Ливень еще очень бледен, волосы на лбу взмокли, а взгляд какой-то отсутствующий, но он продолжает уже почти спокойно:
– Извини, что я так исчез тогда… Но родители не выпускали меня из дома, а потом мы переехали, и мама заблокировала все ваши контакты. Я никому не рассказывал о том, что тогда слышал в мастерской. Не знаю почему, просто знал, что не надо.

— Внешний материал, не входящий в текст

PR #1647, opened 2021-03-13
Correctly capture and use stroke properties when rendering SVG paths

SecondFlight:
This patch updates the SVG widget to fetch and use properties about stroke style, such as [line cap](https://developer.mozilla.org/en-US/docs/Web/SVG/Attribute/stroke-linecap) and [dash array](https://developer.mozilla.org/en-US/docs/Web/SVG/Attribute/stroke-dasharray).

Я толком и не понял ничего, но твой отец что-то спрашивал про то, почему ты такая жестокая, и про метку на руке… Конечно, я ее тоже видел, но особо не обращал внимания, а потом, уже в университете, заинтересовался татуировками – у меня есть идея, что я так мог бы стилизовать свои рисунки под тату… Только не смейся. – Он легонько толкает меня локтем, увидев, что я улыбаюсь. – В общем, однажды я стал гуглить про разные символы, которые наносят на кожу, в том числе ритуальные метки, вспомнил про черное сердце у тебя на запястье и на каком-то оккультном форуме нашел подборку адресов скрытых страниц в дип-вебе… [23] Оказалось, о дискордах там много пишут, я прочитал описания, вспомнил тебя, и многое сошлось. Хотя и чуши тоже много – вам приписывают сатанинские ритуалы и вообще все грехи человечества. Но я не верил до конца, что вы и правда существуете, что это не просто городская легенда. И я никогда не видел в тебе зла, Сэйнн, – настоящего, намеренного зла. И теперь не вижу.